3115 Dmitry Lenev	2010-02-28
      Fix for bug #51105 "MDL deadlock in rqg_mdl_stability test
      on Windows".
      
      On platforms where read-write lock implementation does not
      prefer readers by default (Windows, Solaris) server might
      have deadlocked while detecting MDL deadlock.
      
      MDL deadlock detector relies on the fact that read-write
      locks which are used in its implementation prefer readers
      (see new comment for MDL_lock::m_rwlock for details).
      So far MDL code assumed that default implementation of
      read/write locks for the system has this property.
      Indeed, this turned out ot be wrong, for example, for
      Windows or Solaris. Thus MDL deadlock detector might have
      deadlocked on these systems.
      
      This fix simply adds portable implementation of read/write
      lock which prefer readers and changes MDL code to use this
      new type of synchronization primitive.
      
      No test case is added as existing rqg_mdl_stability test can
      serve as one.
     @ config.h.cmake
        Check for presence of pthread_rwlockattr_setkind_np to be
        able to determine if system natively supports read-write
        locks for which we can specify if readers or writers should
        be preferred.
     @ configure.cmake
        Check for presence of pthread_rwlockattr_setkind_np to be
        able to determine if system natively supports read-write
        locks for which we can specify if readers or writers should
        be preferred.
     @ configure.in
        Check for presence of pthread_rwlockattr_setkind_np to be
        able to determine if system natively supports read-write
        locks for which we can specify if readers or writers should
        be preferred.
     @ include/my_pthread.h
        Added support for portable read-write locks which prefer
        readers.
        To do so extended existing my_rw_lock_t implementation to
        support selection of whom to prefer depending on a flag.
     @ mysys/thr_rwlock.c
        Extended existing my_rw_lock_t implementation to support
        selection of whom to prefer depending on a flag.
        Added rw_pr_init() function implementing initialization of
        read-write locks preferring readers.
     @ sql/mdl.cc
        Use portable read-write locks which prefer readers instead of
        relying on that system implementation of read-write locks has
        this property (this was true for Linux/NPTL but was false,
        for example, for Windows and Solaris).

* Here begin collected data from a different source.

PR #1898, opened 2018-07-05
Ns/security updates

NitigyaS:
Used this ansible role https://github.com/weareinteractive/ansible-apt. 
by default, it adds only security updates. 
I also want suggestions on adding the packages we do not want to upgrade to on hold.


src/commcare_cloud/ansible/setup_security_updates.yml
```diff
@@ -0,0 +1,18 @@
...
+    - postgresql-9.6
+    - postgresql-9.6-plproxy
+    - postgresql-client-9.6
+    - postgresql-client-9.6
+    - postgresql-contrib-9.6
+    - postgresql-server-dev-9.6
+    - rabbitmq-server
+    - riak
+    - riak-cs
+    - zookeeper
```
snopoke: I don't think we need to blacklist the postgres clients. Otherwise this looks like a good list.

src/commcare_cloud/ansible/setup_security_updates.yml
```diff
@@ -0,0 +1,18 @@
+---
+- hosts: all
+  become: yes
+  roles:
+   - security_upgrades
```
snopoke: You need to add `- src: weareinteractive.apt` to requirements.yml. Also this should be `weareinteractive.apt` I think

NitigyaS:
@snopoke Do you think that adding default variable in our playbook would be a good idea to increase the readability of the play. The role I have used uses multiple ansible default variable which changes the configuration files of `unattended-packages` in ways that are not clear by just reading `setup_security_updates.yml`

snopoke:
@NitigyaS do you mean adding the variables even if they are the same as the defaults? Could do I guess but only the relevant ones.

NitigyaS:
yes, not all only those which changes the default configuration files on `unattended-packages`

dannyroberts:
What's the rollout plan for this and are there any current blockers?

NitigyaS:
It will be rolled out on staging this week. No blockers left.

PR #1902, opened 2018-07-09
postgresql dbs usage refactor

dannyroberts:
Followup to https://github.com/dimagi/commcare-cloud/pull/1802#issuecomment-393881302


dannyroberts:
Ok, did a --check run on staging and prod, looking good

src/commcare_cloud/ansible/roles/postgresql/tasks/main.yml
```diff
@@ -261,10 +261,9 @@
     ansible_ssh_pipelining: true
   postgresql_ext:
     name: plproxy
-    db: "{{item.name}}"
+    db: "{{postgresql_dbs.form_processing.proxy.name}}"
```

        Added comment explaining why preferring readers is important
        for MDL deadlock detector (thanks to Serg for example!).
     @ sql/mdl.h
        Use portable read-write locks which prefer readers instead of
        relying on that system implementation of read-write locks has
        this property (this was true for Linux/NPTL but was false,
        for example, for Windows and Solaris).
[28 Feb 2010 4:53] Dmitry Lenev
Fix for this bug was pushed into mysql-next-4284 tree.
[6 Mar 2010 10:30] Bugs System
Pushed into 6.0.14-alpha (revid:alik@sun.com-20100306102742-yw9zzgw9ac5r65m5) (version source revid:bar@mysql.com-20100305074327-h09o5lw290s04lcf) (merge vers: 6.0.14-alpha) (pib:16)
[6 Mar 2010 10:31] Bugs System
Pushed into mysql-next-mr (revid:alik@sun.com-20100306102638-qna09hbjb5gm940h) (version source revid:alik@sun.com-20100304153932-9hajxhhyanqbckmu) (pib:16)
[6 Mar 2010 10:55] Bugs System
Pushed into 5.5.3-m3 (revid:alik@sun.com-20100306103849-hha31z2enhh7jwt3) (version source revid:alik@sun.com-20100304153932-9hajxhhyanqbckmu) (merge vers: 5.5.99-m3) (pib:16)
[7 Mar 2010 1:06] Paul DuBois
Bug reported against internal tree. No changelog entry needed.